What the exercise asks:
Your answer should consist of every line in the records that holds "instruction".

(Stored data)

PR #17842, opened 2020-03-16
CI: Attempt fixing illegal instruction errors

leezu:
Hypothesis: Caching the source-compiled variants of  libzstd1 and libb2 via our Docker cache can lead to "Illegal instruction" errors when deploying the docker image on an older machines. If so, switching to the distribution provided variants will solve the issue.

Follow-up on https://github.com/apache/incubator-mxnet/pull/17828

PR #17853, opened 2020-03-16
CI: switch to patched ccache 3 version

leezu:
## Description ##
ccache version introduced in #17828 causes illegal instruction errors on various builds. Most builds were fixed by #17842, but "Build / GPU: USE_INT64_TENSOR_SIZE" remains buggy and fails with illegal instruction errors.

Written reply:
CI: Attempt fixing illegal instruction errors
Hypothesis: Caching the source-compiled variants of  libzstd1 and libb2 via our Docker cache can lead to "Illegal instruction" errors when deploying the docker image on an older machines. If so, switching to the distribution provided variants will solve the issue.
ccache version introduced in #17828 causes illegal instruction errors on various builds. Most builds were fixed by #17842, but "Build / GPU: USE_INT64_TENSOR_SIZE" remains buggy and fails with illegal instruction errors.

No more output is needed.